New breakthroughs and advancing technologies within Genomics are sparking global interest, especially within healthcare. Fuelled by the remarkable successes so far, genomics brings promising expectations for the future!
What is Genomics?
Genomics is a branch of molecular biology that focuses on studying an organism’s entire DNA structure. It looks at the make-up of genes, their mapping and structure.
At the core of genomics is DNA sequencing, which allows scientists to read and interpret the genetic code. By mapping out the arrangement of nucleotide bases (adenine, thymine, cytosine, and guanine), researchers can identify genes and study their functions.
Major scientific breakthrough
The Human Genome Project, completed in 2003, was a major breakthrough that mapped and sequenced the entire human genome. Scientists discovered 3.2 billion base pairs that make up the human genome. This monumental achievement has provided a foundation for understanding human genetics, which is widely used today and has driven scientific discovery forwards.
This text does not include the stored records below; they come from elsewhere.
PR #1621, opened 2022-09-03
MGMT-11313: text is not aligned

jkilzi:
Fixes:
- [MGMT-11313](https://issues.redhat.com/browse/MGMT-11313)
- [MGMT-11801](https://issues.redhat.com/browse/MGMT-11801)

### DIFF
--- a/src/common/components/ui/PopoverIcon.tsx
+++ b/src/common/components/ui/PopoverIcon.tsx
@@ -25,11 +25,10 @@ const PopoverIcon: React.FC<PopoverIconProps> = ({
 }) => (
   <Popover {...props}>
     <Button
-      style={{ padding: 0 }}
       component={component}
       variant={variant}
       onClick={(e) => e.preventDefault()}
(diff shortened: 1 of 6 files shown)


ammont82 (approved):

celdrake:
@jkilzi It doesn't appear to look the same for all of the Popover icons. Also, I don't know if in the ACM side some icons could be affected.
icon-padding-result

src/common/components/ui/PopoverIcon.tsx
```diff
@@ -25,6 +25,7 @@ const PopoverIcon: React.FC<PopoverIconProps> = ({
 }) => (
   <Popover {...props}>
     <Button
+      style={{ padding: 0 }}
```
celdrake, line 28: Maybe we should only set top/bottom padding and leave the left/right padding as is.
See the attached screenshot.

ammont82 (approved):

celdrake (approved):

How does Genomics help us?
Genomics, and specifically completing the Human Genome Project, has paved the way for:
Genomics research has our increased knowledge and understanding of the genetic basis of diseases. This is powerful, as it helps shape our understanding of individual diseases and potential treatments.
Disease detection and prevention
Genetic testing can reveal predispositions to certain diseases based on genetic risk factors. Identifying this early, before symptoms manifest, can lead to successful treatment. An early awareness allows at risk people to modify their lifestyle and will empower them on their recovery journey.
Develop targeted drugs
A deeper understanding of the genetic makeup of diseases, can be used to develop targeted drugs to help fight specific diseases. With a focus on medication that minimises risks and adverse side effects.
Genomic medicine has already made significant strides in the diagnosis and treatment of various conditions, including cancer, cardiovascular diseases and rare genetic disorders.
Understanding Genomics can go one step further than developing drugs targeting specific diseases. It can also be used to create individualised treatment, by creating medicine specifically tailored to the individual’s genetic information.
This shift away from a one-size-fits-all approach has the potential to significantly improve treatment outcomes and reduce adverse reactions. As health care professionals can predict potential drug responses based on specific genetic profiles.
Understanding our heritage
Genomics can help us understand who we are. Our ancestors, our heritage and the unique characteristics, physical traits and predispositions that makes each person distinct.
Ancestry tests are becoming increasingly common, often taken out of curiosity to discover an individual's genetic lines that span centuries.
It is important to acknowledge that there are several ethical concerns surrounding genomics. Privacy, data protection and consent all to be taken into consideration to ensure the responsible and ethical use of genomic data.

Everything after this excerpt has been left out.